Using the 5′ and 3′ termini sequences, the full genome sequence of the CYVCV CA1 isolate was amplified using the Q5 high-fidelity enzyme (New England Biolabs Inc. Ipswich, Maryland) and virus-specific PCR primers (5′ primer-GAAAAGCAAACATAACCAACACACACCC; 3′ primer-CAGAAAATGGAAACTGAAAGCCTGAATATTT). The resulting 7.5 Kb PCR amplicon was sequenced using the latest long-read sequencing technology from Oxford Nanopore Technologies (ONT, Plasmidsaurus, Oregon). The sequencing process involved constructing an amplification-free long-read sequencing library using the newest v14 library prep chemistry, minimal fragmentation of the linear input DNA in a sequence-independent manner, primer-free sequencing of the library using the highly accurate R10.4.1 flow cells (raw data is > 99% accurate), and re-assembly of the raw reads by aligning them against each other to generate a high-accuracy linear consensus sequence (Data file 1, Table 1).

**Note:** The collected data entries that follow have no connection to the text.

PR #124, opened 2023-07-04
Implemented Fleet [Relic]

sky-larke:
Not quite sure if I added modifier to all party members correctly, we don't have similar implementation for relics yet


internal/relic/planar/fleet/fleet.go
```diff
@@ -0,0 +1,53 @@
...
+	"github.com/simimpact/srsim/pkg/engine/equip/relic"
+	"github.com/simimpact/srsim/pkg/engine/info"
+	"github.com/simimpact/srsim/pkg/engine/modifier"
+	"github.com/simimpact/srsim/pkg/engine/prop"
+	"github.com/simimpact/srsim/pkg/key"
+)
+
+const (
+	mod = key.Modifier("fleet-of-the-ageless")
+)
```
unleashurgeek, line 14: mod name format

internal/relic/planar/fleet/fleet.go
```diff
@@ -0,0 +1,53 @@
...
+func init() {
+	relic.Register(key.FleetOfTheAgeless, relic.Config{
+		Effects: []relic.SetEffect{
+			{
+				MinCount: 2,
+				Stats:    info.PropMap{prop.HPPercent: 0.12},
+			},
+			{
+				MinCount: 2,
+				CreateEffect: func(engine engine.Engine, owner key.TargetID) {
```
unleashurgeek, line 27: nit: this create is more complex, so I would move the function definition outside init like `onCheck` to help make it easier to read and reduce depth

internal/relic/planar/fleet/fleet.go
```diff
@@ -0,0 +1,53 @@
...
+			OnPropertyChange: onCheck,
+		},
+	})
+}
+
+func onCheck(mod *modifier.Instance) {
+	stats := mod.OwnerStats()
+	if stats.SPD() >= 120 {
+		mod.SetProperty(prop.ATKPercent, 0.08)
+	}
```
unleashurgeek, line 52: this one is going to need to be a bit different. In the current state, you are adding this modifier onto all team members and then applying the ATK% buff depending on if the speed **of that team member** is greater than 120. Instead, the check should be done on the owner of this Relic where the applied modifier is rather simple. To this end, my suggestion:
1. You will need to create 2 modifiers, `fleet-of-the-ageless` (the speed check) and `fleet-of-the-ageless-atk-buff` (the ATK% increase) 
2. In the `CreateEffect` function have it do the following:
    1. subscribe to `BattleStart`. On battle start, . Example of how to subscribe: https://github.com/simimpact/srsim/blob/ffc47a1f1388b56051686508a453564c980059ba/internal/lightcone/harmony/chorus/chorus.go#L51-L55
3. Have the checker modifier have the `OnAdd` & `OnPropertyChange` listeners. This check should perform the speed check and apply/remove the buff modifier as needed
4. the check method should be written like the following (used by battlestart & prop change):
```go
func check(mod *modifier.Instance) {
  stats := mod.OwnerStats()
  applied := mod.State().(*bool)

  if stats.SPD() >= 120 && !applied {
    for _, c := range e.Characters() {
      mod.Engine().AddModifier(c, info.Modifier{
        Name:   buff,
        Source: owner,
        Stats:  info.PropMap{prop.ATKPercent, 0.08}
      })
    }
    mod.State().(*bool) = true
  }

  if stats.SPD() < 120 && applied {
    for _, c := range e.Characters() {
      mod.Engine().RemoveModifierFromSource(c, mod.Owner(), buff)
    }
    mod.State().(*bool) = false
  }
}
```
5. Check should have a state to keep track of if the attack buff is applied to reduce the amount of `AddModifier`/`RemoveModifier` calls it needs to perform
6. Buff modifier needs stacking behavior `ReplaceBySource`. If multiple allies have this set, you can have multiple ATK% buffs applied to each character (1 per set)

Table 1 Overview of data files/data sets

The genome of the CYVCV CA1 isolate was found to be 7,530 bp in length, with an average G + C content of 51.7%. The genome sequence data has been deposited in GenBank under the accession number OR037276.1. The six Open Reading Frames (ORFs) were annotated as follows: ORF1 ranges from 80 bp to 5,029 bp; ORF2 ranges from 5,036 bp to 5,714 bp; ORF3 ranges from 5,691 bp to 6,017 bp; ORF4 ranges from 5,944 bp to 6,126 bp; ORF5 ranges from 6,149 bp to 7,126 bp; ORF6 ranges from 6,826 bp to 7,494 bp. The 5′ and 3′ untranslated regions (UTRs) were also characterized. These data significantly expand the sequence database of CYVCV and are expected to enhance detection assays and provide insights into the evolution of this plant pathogenic virus.

Limitations

The CYVCV CA1 isolate was collected from a single lemon plant.